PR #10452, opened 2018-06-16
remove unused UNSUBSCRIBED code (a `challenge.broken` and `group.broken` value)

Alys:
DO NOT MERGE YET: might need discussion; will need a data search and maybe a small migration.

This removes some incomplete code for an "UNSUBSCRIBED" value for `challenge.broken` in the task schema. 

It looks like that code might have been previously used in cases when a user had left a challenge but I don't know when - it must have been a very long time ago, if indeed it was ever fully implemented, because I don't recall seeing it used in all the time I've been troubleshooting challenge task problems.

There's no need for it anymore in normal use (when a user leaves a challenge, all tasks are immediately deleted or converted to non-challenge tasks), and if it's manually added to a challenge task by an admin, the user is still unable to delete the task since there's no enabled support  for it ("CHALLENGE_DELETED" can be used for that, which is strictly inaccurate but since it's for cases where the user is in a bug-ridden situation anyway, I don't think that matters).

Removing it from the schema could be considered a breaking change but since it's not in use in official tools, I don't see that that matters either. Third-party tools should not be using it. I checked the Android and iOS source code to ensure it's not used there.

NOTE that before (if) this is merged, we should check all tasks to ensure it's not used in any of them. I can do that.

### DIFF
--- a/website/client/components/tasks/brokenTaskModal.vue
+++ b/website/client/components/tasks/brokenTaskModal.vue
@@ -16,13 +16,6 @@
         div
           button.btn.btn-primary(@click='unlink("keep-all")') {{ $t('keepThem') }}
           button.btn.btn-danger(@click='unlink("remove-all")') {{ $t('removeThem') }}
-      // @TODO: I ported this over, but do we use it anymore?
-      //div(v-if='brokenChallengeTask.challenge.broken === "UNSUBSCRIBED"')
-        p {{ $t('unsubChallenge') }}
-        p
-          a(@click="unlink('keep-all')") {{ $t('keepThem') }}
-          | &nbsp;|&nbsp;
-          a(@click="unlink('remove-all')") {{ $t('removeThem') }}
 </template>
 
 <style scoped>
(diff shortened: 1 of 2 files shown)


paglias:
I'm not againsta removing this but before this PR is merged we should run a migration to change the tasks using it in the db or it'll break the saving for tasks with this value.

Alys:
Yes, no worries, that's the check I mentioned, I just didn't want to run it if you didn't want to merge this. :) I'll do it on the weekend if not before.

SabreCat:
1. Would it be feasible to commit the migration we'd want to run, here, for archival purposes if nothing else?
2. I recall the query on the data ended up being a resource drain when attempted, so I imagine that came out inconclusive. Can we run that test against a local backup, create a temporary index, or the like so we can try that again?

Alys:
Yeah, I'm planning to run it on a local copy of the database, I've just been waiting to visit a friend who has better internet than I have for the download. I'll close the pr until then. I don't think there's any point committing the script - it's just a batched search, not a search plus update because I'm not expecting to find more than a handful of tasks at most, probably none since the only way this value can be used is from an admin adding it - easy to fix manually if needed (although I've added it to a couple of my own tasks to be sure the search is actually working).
==
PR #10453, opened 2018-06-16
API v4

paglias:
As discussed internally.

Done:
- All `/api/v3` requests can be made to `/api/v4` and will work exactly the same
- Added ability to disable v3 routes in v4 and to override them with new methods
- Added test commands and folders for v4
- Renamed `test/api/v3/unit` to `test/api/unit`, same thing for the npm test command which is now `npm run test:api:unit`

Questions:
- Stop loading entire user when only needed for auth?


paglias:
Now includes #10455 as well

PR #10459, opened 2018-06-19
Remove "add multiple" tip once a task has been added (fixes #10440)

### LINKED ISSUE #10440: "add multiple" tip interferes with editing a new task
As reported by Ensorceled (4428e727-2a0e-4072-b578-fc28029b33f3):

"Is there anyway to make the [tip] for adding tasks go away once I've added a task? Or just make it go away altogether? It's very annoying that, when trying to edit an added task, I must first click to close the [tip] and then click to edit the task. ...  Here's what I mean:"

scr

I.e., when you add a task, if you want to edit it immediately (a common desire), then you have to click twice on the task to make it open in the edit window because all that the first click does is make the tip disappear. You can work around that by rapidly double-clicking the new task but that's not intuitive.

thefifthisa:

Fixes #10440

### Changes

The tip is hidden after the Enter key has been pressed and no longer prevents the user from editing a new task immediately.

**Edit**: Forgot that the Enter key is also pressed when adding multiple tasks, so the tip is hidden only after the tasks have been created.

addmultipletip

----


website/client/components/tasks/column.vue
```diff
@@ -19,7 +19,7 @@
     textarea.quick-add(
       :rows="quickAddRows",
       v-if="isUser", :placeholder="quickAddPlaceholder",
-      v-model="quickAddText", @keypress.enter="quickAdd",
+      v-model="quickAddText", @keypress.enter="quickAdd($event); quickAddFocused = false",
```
==
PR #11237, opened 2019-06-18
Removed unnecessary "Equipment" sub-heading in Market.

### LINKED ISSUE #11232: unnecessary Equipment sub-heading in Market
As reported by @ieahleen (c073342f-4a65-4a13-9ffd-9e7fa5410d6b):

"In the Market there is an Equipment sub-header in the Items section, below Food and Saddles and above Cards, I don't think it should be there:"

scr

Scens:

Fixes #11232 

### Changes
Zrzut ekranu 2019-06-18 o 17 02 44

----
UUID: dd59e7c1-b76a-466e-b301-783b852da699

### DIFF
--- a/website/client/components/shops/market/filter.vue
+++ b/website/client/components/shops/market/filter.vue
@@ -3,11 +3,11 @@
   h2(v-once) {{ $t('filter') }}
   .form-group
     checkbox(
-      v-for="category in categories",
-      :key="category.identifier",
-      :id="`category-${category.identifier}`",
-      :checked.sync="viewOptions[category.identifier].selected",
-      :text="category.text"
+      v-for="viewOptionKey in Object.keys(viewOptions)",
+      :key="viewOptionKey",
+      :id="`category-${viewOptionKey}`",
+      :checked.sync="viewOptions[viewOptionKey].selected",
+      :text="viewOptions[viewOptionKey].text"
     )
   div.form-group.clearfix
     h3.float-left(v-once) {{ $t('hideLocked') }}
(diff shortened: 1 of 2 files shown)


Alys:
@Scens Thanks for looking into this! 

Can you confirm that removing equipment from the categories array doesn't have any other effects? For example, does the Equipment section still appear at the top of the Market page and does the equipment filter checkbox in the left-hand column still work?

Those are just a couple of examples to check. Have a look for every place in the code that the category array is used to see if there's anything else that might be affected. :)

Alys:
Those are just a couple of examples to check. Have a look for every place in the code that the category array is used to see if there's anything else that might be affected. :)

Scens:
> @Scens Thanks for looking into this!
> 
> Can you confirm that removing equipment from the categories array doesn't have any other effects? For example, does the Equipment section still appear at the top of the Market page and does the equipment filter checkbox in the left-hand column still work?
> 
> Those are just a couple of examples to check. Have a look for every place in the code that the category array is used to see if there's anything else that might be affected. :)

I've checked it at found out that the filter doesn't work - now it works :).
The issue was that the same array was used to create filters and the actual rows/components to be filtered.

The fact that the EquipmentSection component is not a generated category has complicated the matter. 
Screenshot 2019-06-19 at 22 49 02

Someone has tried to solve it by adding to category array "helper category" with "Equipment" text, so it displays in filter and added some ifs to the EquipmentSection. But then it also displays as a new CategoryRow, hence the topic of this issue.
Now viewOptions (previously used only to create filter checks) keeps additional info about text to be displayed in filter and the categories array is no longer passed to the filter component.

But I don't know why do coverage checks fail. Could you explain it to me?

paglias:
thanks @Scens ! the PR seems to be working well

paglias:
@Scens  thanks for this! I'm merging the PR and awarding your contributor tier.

EXERCISE REQUIREMENTS: Every line in the records that holds the word "close" should be copied into the answer.

RESPONSE:
Yeah, I'm planning to run it on a local copy of the database, I've just been waiting to visit a friend who has better internet than I have for the download. I'll close the pr until then. I don't think there's any point committing the script - it's just a batched search, not a search plus update because I'm not expecting to find more than a handful of tasks at most, probably none since the only way this value can be used is from an admin adding it - easy to fix manually if needed (although I've added it to a couple of my own tasks to be sure the search is actually working).
"Is there anyway to make the [tip] for adding tasks go away once I've added a task? Or just make it go away altogether? It's very annoying that, when trying to edit an added task, I must first click to close the [tip] and then click to edit the task. ...  Here's what I mean:"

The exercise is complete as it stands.